Against this backdrop, it is little surprise that Democrats have historically put huge efforts into “get out the vote” campaigns, while Republicans have often sought to introduce hurdles to keep peripheral voters from voting.

But this age-old pattern has been turned on its head by the political realignment brought by Donald Trump’s arrival in 2016.

Before Trump, economically marginalised groups leaned left based on their economic interests. Today they lean increasingly rightward, as attitudes to cultural issues such as immigration exert more influence on vote choice.

The result, laid bare in a recent paper by Spencer Goidel and co-authors, is that the partisan turnout gradient has reversed. Now, the graduate-heavy voter pools in lower-turnout elections tend to benefit Democrats, and a larger, more working-class electorate no longer means a bluer one.

At the time of Barack Obama’s 2008 and 2012 victories, the typical “marginal abstainer” — someone who came close to voting but stayed home — leaned more Democratic than the average voter. By 2016 this had reversed, and the more people nudged from abstention to voting, the higher Trump’s vote share.

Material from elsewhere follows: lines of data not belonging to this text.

PR #265, opened 2017-12-13
summary_spec description

Mazecreator:
Add summary_spec description in Markdown format

### DIFF
--- a/SUMMARY_SPEC.md
+++ b/SUMMARY_SPEC.md
@@ -1,0 +1,107 @@
+TensorForce: Details for "summary_spec" agent parameters
+====================================================================
+
+[![Docs](https://readthedocs.org/projects/tensorforce/badge)](http://tensorforce.readthedocs.io/en/latest/)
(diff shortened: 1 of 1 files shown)


michaelschaarschmidt:
thanks! I might move it into a manuals folder where we can collect these

Mazecreator:
Sounds good, I just wanted to capture the information before it got forgotten.  I didn't know how to add it to the Docs.  Read the website but still couldn't figure out how to link it there... We should get one of these for Network_Spec too...

michaelschaarschmidt:
I think the website docs are auto-generated, which is @krfricke territory (ask in gitter)

krfricke:
We should move such file into the docs, either as a subchapter in the docs/agents_models.md file, or as a separate file. For networks it might make sense to add a neural_networks.md file or alike.
Anyway, such information belongs in the docs, otherwise the project root will be flooded. I'll move it to an appropriate location sometime this or next week.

Under this new dynamic, a situation where Democrats fare well in lower-turnout special elections but struggle to translate that into commensurate success in a high-turnout presidential campaign is no surprise.

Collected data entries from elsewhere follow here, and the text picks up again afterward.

PR #270, opened 2017-12-16
Fix categorical distribution

jjakimoto:
When  computing state_value,
`state_value = tf.reduce_logsumexp(input_tensor=logits, axis=-1)` is used. 
Does this have to be zero arrays for DQN?

### DIFF
--- a/tensorforce/core/distributions/categorical.py
+++ b/tensorforce/core/distributions/categorical.py
@@ -51,8 +51,7 @@ class Categorical(Distribution):
         shape = (-1,) + self.shape + (self.num_actions,)
         logits = tf.reshape(tensor=logits, shape=shape)
 
-        # !!!
-        state_value = tf.reduce_logsumexp(input_tensor=logits, axis=-1)
+        state_value = tf.zeros(tf.shape(logits[:-1]))
 
         # Softmax for corresponding probabilities
         probabilities = tf.nn.softmax(logits=logits, dim=-1)


michaelschaarschmidt:
Hm can you elaborate a little? This is not obviously true to me. For example, NAF needs state values:

https://github.com/reinforceio/tensorforce/blob/master/tensorforce/models/q_naf_model.py#L190

jjakimoto:
Hi @michaelschaarschmidt,
Thanks for your response.
I will look into that and figure out what would be the best.

AlexKuhnle:
Hi @jjakimoto,

There is a [dueling layer](https://github.com/reinforceio/tensorforce/blob/master/tensorforce/core/networks/layer.py#L607) available, which is inspired by the dueling network architecture. It doesn't exactly correspond to what is described in the paper, though, which would be better implemented as a TensorForce [distribution](https://github.com/reinforceio/tensorforce/tree/master/tensorforce/core/distributions) probably. There was a discussion a while ago about this, with the aforementioned dueling layer as result, so maybe also worth getting in touch with who contributed it (@Mazecreator, I think). I remember that the current solution wasn't ideal, so improvements very welcome... :-)

Mazecreator:
That is correct, Dueling should be the output of the network to match the paper.  We might be able to accomplish this by changing the distribution layer a bit.  Maybe two options:
1) If the output of the network is the same as the number of actions required, don't apply a matrix from NxN, simply pass through the N without adding another matrix multiplication. (My vote)
2) Add a None distribution, much like the None Activation where the output of the network is directly passed (ultimately, deleting any distribution layer).

jjakimoto:
Hi @AlexKuhnle  and @Mazecreator ,
I think that my proposal is close to option 2 proposed by @Mazecreator. If the model has to use advantage and state functions, you add another distribution internally and use it inside the tf_q_value function. 

@Mazecreator, I do not understand your proposal 1 clearly. What does N stand for here?

Mazecreator:
@jjakimoto N is the number of actions.  So if the end of the "Network" has N outputs (namely from a dueling layer), then don't send them through a NxN matrix multiplication as it already has the proper size for the required actions.

jjakimoto:
@Mazecreator Understood.
In the original paper, after the embedding of lower layers, they split in two flows. Each flow has two layers, where middle layer could have arbitrary number of hidden units. 

In my opinion, we should have another network other than self.logits like self.state and then, we combine their outputs.

AlexKuhnle:
I actually wouldn't go for the 'implicit' option 1, because it sounds like a source for unintentional bugs, particularly if transferring a model to another environment (even if unlikely). A 'none' distribution might be something we want to support in general. However, a `categorical-dueling` distribution type using the dueling layer instead of a linear layer might be the best to make this feature generally available, or what do you think about that?

@jjakimoto, I would definitely prefer that the solution doesn't include two distributions per action, since that's not how distributions currently are supposed to work (although it makes sense from a practical standpoint). Since the motivation is to get both q values and state values, which are both provided by the distribution, it just appears to me to be a case for a new distribution type which does exactly that.

michaelschaarschmidt:
Should we close this PR since the original commit does not really relate to the topic of conversation any more?

michaelschaarschmidt:
Closing now, I suggest to re-open or create a different PR regarding the the duelling aspect, note that complex networks have been incorporated via @Mazecreator's PR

Trump’s base includes many who rarely participate in politics when his name is not on the ballot. These people stay home in special elections, padding Democratic margins, but they’ll be out in force in November.

And this is not a US-specific phenomenon. Britain’s EU referendum was an even clearer example, with a substantial number of not-usual-voters casting ballots in 2016 and tilting the balance towards Leave. Had only regular general election voters turned out, the Remain campaign would have won.

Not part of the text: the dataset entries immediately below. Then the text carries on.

PR #280, opened 2017-12-22
Complex Network Implementation

Mazecreator:
ComplexNetwork basic implementation:

    network_spec_CL_selu_cp = [ 
        [
            dict(type='input', inputs=['state']),
            dict(type='dense', size=50, activation='selu', skip=False,l1_regularization=.00,l2_regularization=.0002),
            dict(type='dense', size=25, activation='selu', skip=False,l1_regularization=.00,l2_regularization=.0002),
            dict(type='dueling', size=3, activation='none', output=('expectation1','advantage1','mean_advantage2'),
                summary_labels=['activations','expectation','advantage','mean_advantage']),               
            dict(type='output', output='skip'),
            dict(type='dense', size=3, activation='selu', skip=False,l1_regularization=.00,l2_regularization=.0002),
            dict(type='input', inputs=['*','skip']),            
            dict(type='dense', size=3, activation='selu', skip=False,l1_regularization=.00,l2_regularization=.0002),
            dict(type='dueling', size=3, activation='none', output=('expectation2','advantage2','mean_advantage2'),
                summary_labels=['activations','expectation','advantage','mean_advantage']),
            dict(type='output', output='actions'),   
        ],
        [
            dict(type='input', inputs=['*','advantage1']), 
            #dict(type='input', inputs=['actions','advantage']),    # Same as above                    
            dict(type='dense', size=None, activation='selu', skip=True,l1_regularization=.00,l2_regularization=.0002),
            dict(type='dense', size=None, activation='selu', skip=True,l1_regularization=.00,l2_regularization=.0002),
            dict(type='dueling', size=3, activation='none', output=('expectation3','advantage3','mean_advantage3'),
                summary_labels=['activations','expectation','advantage','mean_advantage']),            
        ]    
    ] 

The ComplexNetwork is a List of List of Dict vs LayeredNetwork which is a List of Dict.
Output from the previous Dict() is available to the next Dict() regardless of network structure.

The Input layer will accept named inputs as a list where '*' or 'previous' means output from the previous dict.  This allows inline concatenation from earlier steps.  Outputs can be created inline as well to create skips, etc.  Some Layer types can support naming internal calculates for external use, such as "dueling".  The advantage will be useful in some later steps if this layer is used early in a network.

### DIFF
--- a/tensorforce/core/networks/__init__.py
+++ b/tensorforce/core/networks/__init__.py
@@ -16,6 +16,7 @@
 from tensorforce.core.networks.layer import Layer, Nonlinearity, Dropout, Flatten, Pool2d, Embedding, Linear, Dense, \
     Dueling, Conv1d, Conv2d, InternalLstm, Lstm
 from tensorforce.core.networks.network import Network, LayerBasedNetwork, LayeredNetwork
+from tensorforce.core.networks.complex_network import Input, Output
 
 
 layers = dict(
@@ -30,7 +31,9 @@ layers = dict(
     conv1d=Conv1d,
     conv2d=Conv2d,
     internal_lstm=InternalLstm,
-    lstm=Lstm
+    lstm=Lstm,
+    input=Input,
+    output=Output   
 )
 
 
@@ -41,12 +44,14 @@ __all__ = [
     'Dropout',
     'Flatten',
     'Pool2d',
+    'Embedding',
     'Linear',
     'Dense',
     'Dueling',
     'Conv1d',
     'Conv2d',
     'InternalLstm',
+    'Lstm',
     'Network',
     'LayerBasedNetwork',
     'LayeredNetwork'
--- a/tensorforce/core/networks/complex_network.py
+++ b/tensorforce/core/networks/complex_network.py
@@ -1,0 +1,187 @@
+# Copyright 2017 reinforce.io. All Rights Reserved.
+#
+# Licensed under the Apache License, Version 2.0 (the "License");
+# you may not use this file except in compliance with the License.
+# You may obtain a copy of the License at
+#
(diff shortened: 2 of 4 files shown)


Mazecreator:
Here is a quick sample of DFP network structure.  The state dictionary would need 3 inputs; goal,measure,state.  Output is labeled as prediction.  Certainly there is more to the DFP on the cost function end as well as setup of the goal/measure, but the complex network structure will support work in that direction:

        network_spec_DFP = [ 
                        [
                            dict(type='input', inputs=['goal']),
                            dict(type='dense', size=6, activation='relu'),
                            dict(type='output', output='goalnet'),  
                        ],
                        [
                            dict(type='input', inputs=['measure']),
                            dict(type='dense', size=6, activation='relu'),
                            dict(type='output', output='measurenet'),  
                        ],
                        [
                            dict(type='input', inputs=['state']),
                            dict(type='dense', size=20, activation='relu'),
                            dict(type='dense', size=10, activation='relu'),
                            dict(type='output', output='statenet'),  
                        ],                
                        [
                            dict(type='input', inputs=['goalnet','measurenet','statenet']), 
                            dict(type='dense', size=40, activation='relu'),
                            dict(type='dense', size=20, activation='relu'),
                            dict(type='dueling', size=3, activation='none'),   
                            dict(type='output', output='prediction'),           
                        ]    
                            ]

AlexKuhnle:
Thanks, @Mazecreator, for the PR, very useful feature. There will likely be refinements over time, but you probably expect that. I think we might also decide to change some details, where at least I think things should be done more explicitly, like concatenating multiple inputs (however, we first need a concatenation layer), or using 'previous' as keyword instead of explicit references. The casting bit also needs some work, but you note that in the comments yourself.

Anyway, thanks very much, great work!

I have extended the methods of Martinez and Goidel to the UK, and this same pattern looks to be bleeding into British party politics. Historically, Labour benefited from higher turnout. But in 2019, the gradient flipped, as the Conservatives leaned into the Brexit divide, placing themselves on the side of non-graduates. The 2019 election may have been the first time that increased working class turnout boosted the Conservatives, not Labour.

This year’s elections will be won and lost for any number of reasons, and persuading swing voters will remain key. But any analysis that fails to take into account the new turnout dynamics will be incomplete.

john.burn-murdoch@ft.com, @jburnmurdoch

Data sources and methodology

Following Martinez and Gill (2005) and Goidel et al (2023), the relationship between turnout and partisan voting is modelled using a multinomial logistic regression which calculates the predicted probability of an individual a) voting at all, and b) voting for a particular party/candidate, based on detailed characteristics including their demographics (age, sex, race/ethnicity), socio-economic situation (income, employment, education), values (position on economic and cultural issues), political engagement, economic perceptions and approval of the president or prime minister.

The predicted probabilities of abstaining are then used to simulate different levels of turnout. For example, to simulate the result when only 30 per cent of the electorate votes, I take the 30 per cent of people with the highest probability of voting, and they “vote” for the party they are most likely to have supported. To simulate the result at 70 per cent turnout, I do the same thing with all but the 30 per cent least likely to have voted.

The data used in the models is from the US Cooperative Election Study (2008-2020), American National Election Studies (2000-2004) and British Election Study (1997-2019). Validated voting records are used for all US elections from 2008 onwards, and all UK elections from 2005 onwards. Earlier elections use self-reported voting.